Supplied records Start Marker

PR #247, opened 2020-09-01
Replace glibc-headers-x86_64 with glibc-headers-x86

fweimer:
Fixes commit eeb21a2ef008ba5353d14ef4c717864ca8fe1ce9 ("Add Platform
Tools C and C++ Runtime/Devel.") and commit
107af77ef635c4975283e09a41e5614b50356fe3 ("Add Platform Tools C
Runtime and Development.").

Suggested by Troy Dawson.

### DIFF
--- a/configs/sst_platform_tools-c++-development-full.yaml
+++ b/configs/sst_platform_tools-c++-development-full.yaml
@@ -18,7 +18,7 @@ data:
   - libgcc
   # Noarch header packages.
   - glibc-headers-s390
-  - glibc-headers-x86_64
+  - glibc-headers-x86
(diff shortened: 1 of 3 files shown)


fweimer:
The larger question is whether we actually have to list any internal packages here, or can rely on the dependency analyzer to pull them in.

asamalik:
@fweimer The tool pulls all dependencies in, so this is up to you. Listing packages explicitly vs. letting them being pulled in helps us determine the reason of why a package is present — do we actually need it, or is it just a dependency? And then we can make other decisions based on that when minimising the set.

Supplied records End Marker

Your goal => Could you return exactly the stretch of the data above that starts at the line with "Tools C and" and ends at the line with "--- a/configs/sst_platform_tools-c++-development-full.yaml", both lines included?

Worked solution =>
Tools C and C++ Runtime/Devel.") and commit
107af77ef635c4975283e09a41e5614b50356fe3 ("Add Platform Tools C
Runtime and Development.").

Suggested by Troy Dawson.

### DIFF
--- a/configs/sst_platform_tools-c++-development-full.yaml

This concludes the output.